In his experience, Bowman said, fear is widespread among legitimate promoters and festival organizers that they will be prosecuted under the RAVE Act despite good-will efforts to provide a safe environment.

“I can tell you that it is something that promoters and organizers and festivals will say that they’re concerned about,” Bowman said. “I’ve had conversations with people in that field that say they want to do more [for safety].”

It is that fear that Goldsmith hopes to respond to by supporting amendments to the RAVE Act.

Culture beyond RAVE act

Anderson and Goldsmith both said the RAVE Act did its job when it was introduced. It effectively shut down the underground illegal drug party scene, without eliminating rave culture altogether.

As the number of underground raves and rogue promoters declined after 2003, more commercialized rave venues increased — and the popularization of EDM as a mainstream genre began.

“The grassroots rave scene had peaked and declined, and what was left was the highly commercialized venues,” Anderson said.

Anderson said that though festivals make plenty of money at large, commercialized events, safety and health services “would require them to expend money.”

“I don’t know if they’d be willing to hire, to pay for these services, and if it becomes part of what they provide, it might increase their insurance costs,” Anderson said.

Anderson also said the commercialized, popular electronic dance music of today is more lyrics-based, at times “actually calling for Molly use.” The issue is compounded as some stars, such as Miley Cyrus, openly endorse drug use. These factors create “perfect storm to give people permission to use Molly,” Anderson said.

The larger-scale venues and higher volume of people at today’s rave events also contribute to health risks.

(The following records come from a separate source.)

PR #386, opened 2020-08-18
Accept EROFS for access() check of /proc entries

juergbi:
This is required to work in a Docker container.


cgwalters:
LGTM, thanks!

PR #391, opened 2020-09-21
Only verify MAX_ARG limit when running privileged.

brown:
I've hit the MAX_ARG limit.  There doesn't seem to be any reason for it when bwrap is unprivileged.

### DIFF
--- a/bubblewrap.c
+++ b/bubblewrap.c
@@ -1458,7 +1458,7 @@ parse_args_recurse (int          *argcp,
    */
   static const uint32_t MAX_ARGS = 9000;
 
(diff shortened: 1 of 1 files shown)


charmander:
I don’t see why the reason for the hardening would only apply to privileged bwrap.

L-as:
> I don’t see why the reason for the hardening would only apply to privileged bwrap.

If bubblewrap has no special permissions compared to the process executing it, then it makes no sense since the process could just do what the unprivileged bubblewrap would do if it disregarded the limit.

charmander:
What if the data bubblewrap is parsing is the problem (i.e. untrusted), not the program passing it through?

PR #394, opened 2020-11-24
Prettify demo script

gurjeet:
Added spaces to make the trailing line-continuation slashes all line up
in the same column. Also moved a few command-line flags around to group
together flags of same kind.

Note to reviewers: use command `git diff -w` to see the changes to exclude
the whitespace diff.

### DIFF
--- a/demos/bubblewrap-shell.sh
+++ b/demos/bubblewrap-shell.sh
@@ -9,26 +9,27 @@
 # Another way to build on this example is to remove --share-net to disable
 # networking.
 set -euo pipefail
-(exec bwrap --ro-bind /usr /usr \
-      --dir /tmp \
-      --dir /var \
-      --symlink ../tmp var/tmp \
-      --proc /proc \
-      --dev /dev \
-      --ro-bind /etc/resolv.conf /etc/resolv.conf \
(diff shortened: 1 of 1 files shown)


gurjeet:
Here's the URL to review the code without the whitespace diff https://github.com/containers/bubblewrap/pull/394/files?diff=unified&w=1

gurjeet:
Reviving the old PR.

@alexlarsson , others, please take a look at the minimal diff of rearranging lines; consider ignoring the whitespace diff during review by using the following link.

 https://github.com/containers/bubblewrap/pull/394/files?diff=unified&w=1

smcv:
> Added spaces to make the trailing line-continuation slashes all line up in the same column

I personally think this doesn't make it any prettier, and the need to redo the lining-up every time a longer parameter is added is a practical annoyance.

smcv:
> group together flags of same kind

This does maybe make sense, although the order of parameters to `bwrap` does matter - many of the parameters manipulate the filesystem in some way, in sequence - so I think sorting filesystem-affecting parameters by the part of the filesystem they affect (for example, keeping everything that touches `/run` together) is probably better-practice than sorting them by parameter name.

Furthermore, at high-energy concerts which last through the night, or in some cases multiple days — New York’s Electric Zoo Festival is a three-day event, for example — the temptation to use stimulants may be greater.

“It is a culture whose event is structured for drug use,” Anderson said.

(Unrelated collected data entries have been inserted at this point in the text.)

PR #399, opened 2021-01-01
Stop installing python-is-python2 for CI

smcv:
Merging #344 made this unnecessary.

### DIFF
--- a/ci/builddeps.sh
+++ b/ci/builddeps.sh
@@ -65,7 +65,6 @@ if dpkg-vendor --derives-from Debian; then
         libselinux1-dev \
         libtool \
         pkg-config \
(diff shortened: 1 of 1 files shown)


smcv:
It would be great if someone could merge this so I can run tests on branches on a modern system without always having to rebase them onto this one, and then rebase them back onto master for review :-)

smcv:
OK, the only remaining change here after merging #344 is to stop installing the deprecated package that provides `/usr/bin/python`.

smcv:
This is trivial (just makes CI stricter) and CI still passes, so I'm going to merge it unreviewed. Please revert if you don't like it.

PR #400, opened 2021-01-01
Fix typos for "descendant" in man page

smcv:
Detected by Debian's Lintian tool.


smcv:
Please could someone review this? It's a trivial change, and we've already had a second independent submission of the same change (from @pxeger on #411).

Anderson describes in the issues endemic in modern rave culture in her paper “Molly Deaths, and Why the Drug War Won’t Clean Up Rave Culture.”

“While the number of MDMA users has declined, health complications from the drug have increased,” Anderson writes. “There has been a 128 percent uptick in emergency room visits among MDMA users between 2005 and 2011, according to the Drug Abuse Warning Network.”

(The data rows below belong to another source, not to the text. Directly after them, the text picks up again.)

PR #401, opened 2021-01-12
Add --clearenv option

smcv:
* test-run: Test --setenv, --unsetenv

* Add --clearenv option
    
    This allows environment variables to be set when running bwrap itself
    (perhaps a custom LD_LIBRARY_PATH), but cleared for the command that
    runs in the container, without having to enumerate all the variables.
    
    Because PWD is set later, as a side-effect of changing directory, this
    actually clears everything except PWD.

    A portable program would check for clearenv() (and if not found, fall
    back to using environ = NULL), but bubblewrap is Linux-specific, and
    Linux C libraries (at least glibc and musl) do have clearenv().

### DIFF
--- a/utils.c
+++ b/utils.c
@@ -231,6 +231,13 @@ has_prefix (const char *str,
 }
 
 void
+xclearenv (void)
+{
+  if (clearenv () != 0)
+    die_with_error ("clearenv failed");
+}
+
+void
 xsetenv (const char *name, const char *value, int overwrite)
 {
   if (setenv (name, value, overwrite))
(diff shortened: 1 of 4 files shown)


utils.c
```diff
@@ -230,6 +230,17 @@ has_prefix (const char *str,
   return strncmp (str, prefix, strlen (prefix)) == 0;
 }
 
+void
+xclearenv (void)
+{
+#ifdef HAVE_CLEARENV
```
cgwalters, line 236: This project is Linux specific, so I think portability here boils down to glibc vs musl at best.  And the latter [has it it looks like](https://git.musl-libc.org/cgit/musl/tree/include/stdlib.h#n145).

But anyways, fine as is!

cgwalters (approved):

utils.c
smcv: I'm pleasantly surprised that musl has this, I thought they stuck to a strict position of "if it isn't guaranteed by POSIX then you don't get to use it".

If you're OK with just calling `clearenv()` unconditionally (and getting a link failure if you're using some toy libc that expects you to do `environ = NULL` like a barbarian) then I think I'd prefer that way, since I need to rebase the test anyway.

cgwalters: Sounds good to me!

cgwalters (approved):

PR #403, opened 2021-02-04
Add support for bind-mount on case-insensitive filesystems

RyuzakiKK:
If we are using a case-insensitive filesystem the bind-mount operation
might fail when `/proc/self/mountinfo` is checked.

In a case-insensitive filesystem, if we ask to mount a certain
directory, e.g. '/CI_fs/foo', the kernel might add its entry in
`mountinfo` as '/CI_fs/FOO'. This happens because the kernel populates
`mountinfo` with whatever case combination first appeared in the dcache.

With this patch we open the requested path and look at its
`/proc/self/fd`, using readlink(), to get the path case combination that
the kernel is also expected to be using.

---

/cc @smcv

A reproducer for this issue is:
```
mkdir /media/CI_dir
chattr +F /media/CI_dir  # Set directory as case-insensitive
mkdir /media/CI_dir/my_dir
echo 3 >  /proc/sys/vm/drop_caches  # Drop dcache
ls /media/CI_dir/MY_DIR

bwrap --dev-bind /bin /bin \
--dev /dev \
--bind /lib /lib \
--bind /usr /usr \
--symlink usr/lib /lib64 \
--ro-bind /media /media \
--bind /media/CI_dir/my_dir /media/CI_dir/my_dir \
-- /usr/bin/bash

bwrap: Can't bind mount /oldroot//media/CI_dir/my_dir on /media/CI_dir/my_dir: Invalid argument
```

Please let me know what do you think about this solution.

### DIFF
--- a/bind-mount.c
+++ b/bind-mount.c
@@ -385,6 +385,10 @@ bind_mount (int           proc_fd,
   unsigned long current_flags, new_flags;
   cleanup_mount_tab MountTab mount_tab = NULL;
   cleanup_free char *resolved_dest = NULL;
+  cleanup_free char *dest_proc = NULL;
+  cleanup_free char *oldroot_dest_proc = NULL;
+  cleanup_free char *kernel_case_combination = NULL;
+  cleanup_fd int dest_fd = -1;
   int i;
 
   if (src)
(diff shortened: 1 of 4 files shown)


bind-mount.c
```diff
@@ -399,14 +403,34 @@ bind_mount (int           proc_fd,
   if (resolved_dest == NULL)
     return 2;
 
-  mount_tab = parse_mountinfo (proc_fd, resolved_dest);
+  dest_fd = open (resolved_dest, O_PATH);
```
smcv, line 406: Maybe `O_PATH | O_CLOEXEC` for consistency?

We close this fd before we have any opportunity to exec subprocesses *anyway*, but it's good to get into the habit of always using `O_CLOEXEC`.

smcv (approved):
Not really a maintainer, but this looks good to me, with one nitpick.

bind-mount.c
RyuzakiKK: Right, fixed.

Gov. Terry McAuliffe appointed Goldsmith to the Virginia Commission on Youth, a bipartisan legislative commission whose purpose is “to study and provide recommendations addressing the needs of and services to Virginia’s youth,” Goldsmith said in an email.

She has been in touch with members of Congress, and has worked with legal counsel to pen the language of the amendment, though it is likely be transformed in the legislative process.

As of Wednesday night, the petition had 1,999 signatures.